In the illustration of the Overview page, the number 6 corresponds to the Servers menu. Monitor other server maintenance tasks. Server maintenance tasks can include running administrative command schedules, maintenance scripts, and related commands. To search for information about processes that failed because of server issues, complete the following steps:
  1. Click Servers > Maintenance.
  2. To obtain the two-week history of a process, view the History column.
  3. To obtain more information about a scheduled process, hover over the check box that is associated with the process.
For more information about monitoring processes and resolving issues, see the Operations Center online help.
In the illustration of the Overview page, the number 7 corresponds to the Activity area. Verify that the amount of data that was recently sent to and from servers is within the expected range.
  • To obtain an overview of activity in the last 24 hours, view the Activity area.
  • To compare activity in the last 24 hours with activity in the previous 24 hours, review the figures in the Current and Previous areas.

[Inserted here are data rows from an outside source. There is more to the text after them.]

PR #6526, opened 2023-08-17
`dolt version` only prints the dolt version if there is no dolt database in the directory.

timsehn:
Remove "no valid database in this directory" from `dolt version` in the case of no dolt database found.


bheni (approved):
A good start

PR #6531, opened 2023-08-17
Empty Servers allow `dolt sql` connections without arguments

macneale4:
WIth this change, starting `sql-server` will result in creating a .dolt/sql-server.lock file in the --data-dir (CWD by default). This file will be used for two purposes:
1) Ensuring another `dolt sql-server` is not started with the same data dir.
2) Allowing the `dolt sql` command to connect to it. See related issue: https://github.com/dolthub/dolt/issues/6508

### DIFF
--- a/go/libraries/doltcore/env/environment.go
+++ b/go/libraries/doltcore/env/environment.go
@@ -1268,6 +1268,13 @@ func (dEnv *DoltEnv) Unlock() error {
 
 // WriteLockfile writes a lockfile encoding the pid of the calling process.
 func WriteLockfile(fs filesys.Filesys, lock *DBLock) error {
+	// if the DoltDir doesn't exist, create it.
+	doltDir, _ := fs.Abs(dbfactory.DoltDir)
+	err := fs.MkDirs(doltDir)
+	if err != nil {
+		return err
+	}
+
 	lockFile, _ := fs.Abs(filepath.Join(dbfactory.DoltDir, ServerLockFile))
 
 	portStr := strconv.Itoa(lock.Port)
@@ -1286,7 +1293,7 @@ func WriteLockfile(fs filesys.Filesys, lock *DBLock) error {
 		}
 	}
 
-	err := fs.WriteFile(lockFile, []byte(fmt.Sprintf("%d:%s:%s", lock.Pid, portStr, lock.Secret)))
+	err = fs.WriteFile(lockFile, []byte(fmt.Sprintf("%d:%s:%s", lock.Pid, portStr, lock.Secret)))
 	if err != nil {
 		return err
 	}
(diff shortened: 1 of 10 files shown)


integration-tests/bats/sql-server.bats
```diff
@@ -1923,3 +1924,51 @@ behavior:
...
+    cd "$baseDir"
+    run dolt sql-server
+    [ $status -eq 1 ]
+    [[ "$output" =~ "Database locked by another sql-server; Lock file" ]] || false
+
+    run dolt sql -q "select current_user"
+    [ $status -eq 0 ]
+    [[ "$output" =~ "__dolt_local_user__@localhost" ]] || false
+
+    teardown
```
fulghum, line 1973: (minor) I don't think you need to explicitly call `teardown`, right? Seems like it gets called automatically after each test.

go/libraries/doltcore/env/environment.go
```diff
@@ -1267,15 +1268,22 @@ func (dEnv *DoltEnv) Unlock() error {
 }
 
 // WriteLockfile writes a lockfile encoding the pid of the calling process.
-func WriteLockfile(fs filesys.Filesys, lock DBLock) error {
+func WriteLockfile(fs filesys.Filesys, lock *DBLock) error {
+	// if the DoltDir doesn't exist, create it.
+	doltDir, _ := fs.Abs(dbfactory.DoltDir)
+	err := fs.MkDirs(doltDir)
```
fulghum, line 1274: Creating the `.dolt` dir without initializing a db may cause problems for other commands... I believe other code looks for the presence of the `.dolt` dir and if found, assumes that it's a valid db and that other data files will be present in `.dolt`, so those commands may start erroring out in weird ways if that assumption doesn't hold. Definitely worth testing that ahead of time to see if it's going to create other problems.

fulghum (commented):
Looks good, but I'm concerned that creating a partial `.dolt` dir may cause problems for other commands that (I believe) assume there will be valid database files present if the `.dolt` dir exists. I think it's worth a little testing to see if it's going to cause errors if other commands are run in that directory.

zachmu (commented):
I think this is fine provided that other commands still work as they currently do after I run `dolt sql-server` and then immediately exit without creating any DBs. I believe there's a lot of logic about assuming that a directory contains a database if it has a .dolt directory. I would write a bunch of tests for things like `dolt init`, `dolt sql`, etc. Make sure they don't throw obsure errors or panic in the presence of this .dolt directory.

macneale4:
I met @zachmu half way. `dolt init` will work fine if there is an empty .dolt directory. If there is anything in it, including a stale sql-server.lock file, it will give up. Added tests for init and sql commands.

fulghum (approved):
Looks good! 🚢 

I did some manual testing with other `dolt` subcommands, too. Most will give a reasonable error message when a `sql-server` is running from a non-init'ed dir:
```shell
❯ dolt log 
The current directories repository state is invalid
open /tmp/aug22/.dolt/repo_state.json: no such file or directory
```

It is a little odd that `status` and `add` (and probably a few other subcommands) will pick the first valid database dir (by name) and use that, when most other subcommands do not. That's separate from your change of course, but just calling it out since I noticed it while testing and seems like a nice future change for the commands to operate more consistently.

PR #6532, opened 2023-08-17
When checking out a branch, consider it clean if the working set differs from the head only by feature version.

nicktobey:
Fixes https://github.com/dolthub/dolt/issues/6524

`RootValue` is backed by a flatbuffer, but access to the flatbuffer is hidden behind interfaces. We check if two `RootValues` are equal by checking the RootValue's hash. This makes it awkward to check to see if two `RootValues` differ only by a single field.

The solution here is both simple and noninvasive: we create modified root values with the same feature version and hash them again.

This also adds an escape hatch when creating new branches, since we know that the new branches will be clean. We only do this extra check when checking out an existing branch.

### DIFF
--- a/go/libraries/doltcore/sqle/dprocedures/dolt_checkout_helpers.go
+++ b/go/libraries/doltcore/sqle/dprocedures/dolt_checkout_helpers.go
@@ -29,7 +29,7 @@ import (
 
 // MoveWorkingSetToBranch moves the working set from the currently checked out branch onto the branch specified
 // by `brName`. This is a POTENTIALLY DESTRUCTIVE ACTION used during command line checkout
-func MoveWorkingSetToBranch(ctx *sql.Context, brName string, force bool) error {
+func MoveWorkingSetToBranch(ctx *sql.Context, brName string, force bool, isNewBranch bool) error {
 	branchRef := ref.NewBranchRef(brName)
 	dSess := dsess.DSessFromSess(ctx.Session)
 	dbName := dSess.GetCurrentDatabase()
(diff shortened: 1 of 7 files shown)


integration-tests/bats/feature-version.bats
```diff
@@ -130,3 +130,17 @@ SQL
...
+
+@test "feature-version: dolt checkout can be used when a working set has a different feature version than its head" {
+    rm -rf .dolt/
+    dolt --feature-version $OLD init
+    dolt --feature-version $NEW sql -q "create table a (b int);"
+    dolt --feature-version $NEW checkout -b other
+    run dolt --feature-version $NEW status
+    [ "$status" -eq 0 ]
+    [[ "$output" =~ "other" ]] || false
+    dolt --feature-version $NEW checkout main
```
zachmu, line 142: Should also have a test for the new branch case

go/libraries/doltcore/sqle/dprocedures/dolt_checkout_helpers.go
```diff
@@ -78,8 +79,22 @@ func MoveWorkingSetToBranch(ctx *sql.Context, brName string, force bool) error {
 		if err != nil {
 			return err
 		}
-		if actions.CheckoutWouldStompWorkingSetChanges(currentRoots, newBranchRoots) {
-			return actions.ErrWorkingSetsOnBothBranches
+		if !isNewBranch && actions.CheckoutWouldStompWorkingSetChanges(currentRoots, newBranchRoots) {
```
zachmu, line 82: The idea here is fine but it seems like this logic should be encapsulated by `actions.CheckoutWouldStompWorkingSetChanges()`

zachmu (approved):
LGTM, just a comment about where the logic should live

integration-tests/bats/feature-version.bats
nicktobey: It does, on line 138.

go/libraries/doltcore/sqle/dprocedures/dolt_checkout_helpers.go
nicktobey: Fixed.

PR #6544, opened 2023-08-20
Moved AutoIncrementGetter to an internal interface

Hydrocharged:
Fixes https://github.com/dolthub/dolt/issues/6543.
Companion to https://github.com/dolthub/go-mysql-server/pull/1956.

The `AutoIncrementGetter` was moved from the editor to the table years ago, however the GMS interface remained. We had an internal reliance on the interface, even though GMS does not use it at all, so the interface has been moved to be an internal interface only. This fixes the panic as seen in the issue.


fulghum (approved):
LGTM!

PR #6550, opened 2023-08-21
Silence branch create

macneale4:
Previously `dolt branch foobar HEAD` would print a statement that HEAD is an invalid branch name. It would succeed though, and return an exit status of 0. So tests passed.

This is no longer the case.


nicktobey:
We can't just have the check in `createBranch`, since we also need to validate `moveBranch` and `copyBranch`.

nicktobey:
Also, does the `dolt_branch` stored procedure do this validation too? It probably should. We don't want people being able to call `dolt_branch('-b', 'HEAD');`

Other than these two notes, this looks good.

nicktobey (approved):

PR #6560, opened 2023-08-22
[no-release-notes] Refactoring schema merge tests to make room for more tests

fulghum:
No changes to test cases; just reorganizing a bit to prepare for adding more tests. 

Also fixes `TestThreeWayMergeWithSchemaChangeScriptsPrepared` so that they actually run as prepared tests.


go/libraries/doltcore/sqle/enginetest/dolt_engine_test.go
```diff
@@ -2760,45 +2760,56 @@ func TestDoltStorageFormatPrepared(t *testing.T) {
...
+
+// runMergeScriptTestsInBothDirections creates a new test run, named |name|, and runs the specified merge |tests|
+// in both directions (right to left merge, and left to right merge). If
+// |runAsPrepared| is true then the test scripts will be run using the prepared
+// statement test code.
+func runMergeScriptTestsInBothDirections(t *testing.T, tests []MergeScriptTest, name string, runAsPrepared bool) {
+	t.Run(name, func(t *testing.T) {
+		t.Run("right to left merges", func(t *testing.T) {
+			for _, script := range tests {
+				func() {
```
max-hoffman, line 2789: does this do anything? I think the callback into the test handler is already parallelized

max-hoffman (approved):
lgtm

go/libraries/doltcore/sqle/enginetest/dolt_engine_test.go
fulghum: the nested `t.Run`s just give a little more structure to the test results; that inner `func()` on line 2789 is really just there to scope the call to `defer` a couple lines down. It's not the most obvious pattern though, so I'll add a comment. Let me know if you meant something else.

PR #6562, opened 2023-08-22
Bug fix: Building secondary prefix indexes from existing data

fulghum:
When building a secondary index from existing table data and the secondary index contains a prefix of a TEXT/BLOB column, we don't currently dereference the TEXT/BLOB pointer to get the content. Instead, we take the TEXT/BLOB pointer address and incorrectly put that into the secondary index. This manifested as errors in collation sorting, since one string was not a valid, encoded string and was instead a pointer address. Additionally, we weren't applying the prefix to the content for any existing data when building a prefix index – i.e. any VARCHAR data was inserted in full to the prefix index without trimming. 

It's difficult to test indexes directly, so I updated the index validation code in our test suite to support validating prefix indexes. I added some more tests for prefix indexes in GMS, too: https://github.com/dolthub/go-mysql-server/pull/1971

Fixes https://github.com/dolthub/dolt/issues/6520


go/libraries/doltcore/sqle/enginetest/dolt_engine_test.go
```diff
@@ -115,75 +115,29 @@ func TestSingleQuery(t *testing.T) {
...
 // Convenience test for debugging a single query. Unskip and set to the desired query.
 func TestSingleScript(t *testing.T) {
-	t.Skip()
+	//t.Skip()
 
 	var scripts = []queries.ScriptTest{
 		{
-			Name: "datetime precision",
+			// panic: runtime error: slice bounds out of range [-1:]
+			Name: "Slice out of bounds panic repro",
```
zachmu, line 123: Why no new engine test that would catch this?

  • If more data was sent to the server than you expected, determine which clients are backing up more data and investigate the cause. It is possible that client-side data deduplication is not working correctly.
  • If less data was sent to the server than you expected, investigate whether client backup operations are proceeding on schedule.
In the illustration of the Overview page, the number 8 corresponds to the Pools area. Verify that storage pools are available to back up client data.
  1. If problems are indicated in the Storage & Data Availability area, click Pools to view the details:
    • If the Critical The icon is a circle with an X mark. status is displayed, insufficient space is available in the storage pool, or its access status is unavailable.
    • If the Warning The icon is a triangle with an exclamation mark. status is displayed, the storage pool is running out of space, or its access status is read-only.
  2. To view the used, free, and total space for your selected storage pool, hover over the entries in the Capacity Used column.

To view the storage-pool capacity that was used over the past two weeks, select a row in the Storage Pools table and click Details.

In the illustration of the Overview page, the number 9 corresponds to the Devices area.Verify that storage devices are available for backup operations. In the Storage & Data Availability area, click Devices to open the Storage Devices table. If a Critical The icon is a circle with an X mark. or Warning The icon is a triangle with an exclamation mark. status is displayed for any device, investigate the issue.
Tip: Devices might have a critical or warning status for the following reasons:
  • For DISK device classes, volumes might be offline or have a read-only access status.
  • For FILE device classes that are not shared, directories might be offline. Also, insufficient free space might be available for allocating scratch volumes.